Whither the Anti-War Movement?

Byron York tried to find it:

No group was more angrily opposed to the war in Iraq than the netroots activists clustered around the left-wing Web site DailyKos. It’s an influential site, one of the biggest on the Web, and in the Bush years many of its devotees took an active role in raising money and campaigning for anti-war candidates.

In 2006, DailyKos held its first annual convention, called YearlyKos, in Las Vegas. Amid the slightly discordant surroundings of the Riviera Hotel casino, the webby activists spent hours discussing and planning strategies not only to defeat Republicans but also to pressure Democrats to oppose the war more forcefully. The gathering attracted lots of mainstream press attention; Internet activism was the hot new thing.

Fast forward to last weekend, when YearlyKos, renamed Netroots Nation, held its convention in Pittsburgh. The meeting didn’t draw much coverage, but the views of those who attended are still, as they were in 2006, a pretty good snapshot of the left wing of the Democratic party.

The news that emerged is that the wars in Iraq and Afghanistan have virtually fallen off the liberal radar screen. Kossacks (as fans of DailyKos like to call themselves) who were consumed by the Iraq war when George W. Bush was president are now, with Barack Obama in the White House, not so consumed, either with Iraq or with Obama’s escalation of the conflict in Afghanistan. In fact, they barely seem to care.


[Democratic pollster Stanley] Greenberg asked activists to name the issue that “you, personally, spend the most time advancing currently.” The winner, again, was health care reform. Next came “working to elect progressive candidates in the 2010 elections.” Then came a bunch of other issues. At the very bottom — last place, named by just one percent of participants — came working to end U.S. involvement in Iraq and Afghanistan.

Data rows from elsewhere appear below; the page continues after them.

PR #413, opened 2025-11-18
Fix log-drain resource by using new API endpoints

### LINKED ISSUE #412: [BUG] Resource "vercel_log_drain" does not support "redirect" source, and "x-vercel-verify" is not required by Sentry
### Describe the bug

1. Resource creation fails due to the x-vercel-verify header no longer being required by Sentry
2. "redirect" `source` type is not supported but a valid value in Vercel

Workaround of creating manually in Vercel & then importing into TF for #1 only works if you never try to update the resource, or it will delete and fail to re-create.

No workaround for #2 either

### To Reproduce

```
resource "vercel_log_drain" "dashboards_to_sentry" {
  team_id = "REDACTED"

  delivery_format = "json"
  endpoint        = var.sentry_dsn

  headers = {
    
    "x-sentry-auth" = "sentry sentry_key=${var.sentry_key}"
    "Content-Type"  = "application/json"

  }

  environments = ["production"]
  # sources      = ["lambda", "redirect", "firewall"]
  sources      = ["lambda", "firewall"]

  project_ids = local.dashboard_project_ids
}
```

### Terraform and Vercel Provider Version

```console
Terraform v1.13.5
provider registry.opentofu.org/vercel/vercel v4.0.0
```

### Additional Details

This may not be everything - just what I have run into.

dglsparsons:
Closes #412

### DIFF
--- a/client/log_drain.go
+++ b/client/log_drain.go
@@ -7,9 +7,12 @@ import (
 	"github.com/hashicorp/terraform-plugin-log/tflog"
 )
 
+// LogDrain represents a simplified drain shape used by the provider
+// regardless of the underlying API representation.
 type LogDrain struct {
 	ID             string            `json:"id"`
 	TeamID         string            `json:"ownerId"`
+	Name           string            `json:"name"`
 	DeliveryFormat string            `json:"deliveryFormat"`
 	Environments   []string          `json:"environments"`
 	Headers        map[string]string `json:"headers"`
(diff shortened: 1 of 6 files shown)


client/log_drain.go
```diff
@@ -32,31 +38,197 @@ type CreateLogDrainRequest struct {
...
+
+type drainsDeploymentFilter struct {
+	Environments []string `json:"environments,omitempty"`
+}
+
+type drainsDeliveryHTTP struct {
+	Type        string            `json:"type"` // "http"
+	Endpoint    string            `json:"endpoint"`
+	Encoding    string            `json:"encoding"`              // json | ndjson
+	Compression string            `json:"compression,omitempty"` // gzip | none
```
kakadiadarpan: you can drop `compression` as it isn't supported yet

It’s an extraordinary change in the mindset of the left. I attended the first YearlyKos convention, and have kept up with later ones, and it’s safe to say that for many self-styled “progressives,” the war in Iraq was the animating cause of their activism. They hated the war, and they hated George W. Bush for starting it. Or maybe they hated the war because George W. Bush started it. Either way, it was war, war, war.

Now, not so much.

York also writes about the subject here (“The Netroots Agenda: War? What War?“), where he notes:

Many observers have remarked that Obama’s decision to escalate the war in Afghanistan, and also to escalate the campaign of targeted assassinations using drone aircraft, both in Afghanistan and Pakistan, will cause him trouble on the political left. Indeed, some members of Congress have suggested that the president has just a year to show significant results in Afghanistan before lawmakers begin to pressure him to pull back. But if the Netroots Nation results are any indication, Obama may have more room than previously thought on the war. Not too long ago, with a different president in the White House, the left was obsessed with America’s wars. Now, they’re not even watching.

The antiwar groups are still out there of course. But nowadays the shrill voice of Code Pink is mostly ignored. Antiwar.com is still banging their drum, but it doesn’t seem like the Democratic Party at large is listening.International ANSWER is obsessed with Gaza and the “coup” in Honduras. When protesters show up for antiwar rallies, their numbers now range in the low thousands instead of the tens of thousands who regularly showed up just a few years ago. Press coverage of these events is mostly non-existent.

Many conservatives (myself included) have steadily maintained that the bulk of the “antiwar” movement was really “anti-Bush,” rooted in a political vendetta that originated with the outcome of the 2000 Presidential election. After Bush was sworn in, Democratic strategist James Carville had actually begun orchestrating a movement within the Democratic party to force as many Bush Administration policy failures as possible, regardless of cost or benefit, but his plan was interrupted by the 9/11 attacks. Bush’s electoral victory in 2004, combined with our difficulties in Iraq, sparked a renewed effort to discredit and personally destroy Bush, which remained strong until January 2009.

The evaporation of the antiwar movement at the end of Bush’s term as President — even though our war efforts still continue, and have in fact been escalating in Afghanistan and Pakistan — seems to support our assumptions. But those who will be involved in military operations in the coming years (both as combatants and as innocent civilians) will not be magically better off simply because a Democrat is now our Commander in Chief.